▸ **The data**
PR #1324, opened 2026-05-18
Include direct associations in eager loading when requested

jrafanie:
When associations like snapshots, tags, storages, etc. are explicitly requested in the attributes parameter, they should be eager-loaded to prevent N+1 queries.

▸ **Exercise objective**
Set down each line of the material above again, exactly.

▸ **Answer box**
PR #1324, opened 2026-05-18
Include direct associations in eager loading when requested

jrafanie:
When associations like snapshots, tags, storages, etc. are explicitly requested in the attributes parameter, they should be eager-loaded to prevent N+1 queries.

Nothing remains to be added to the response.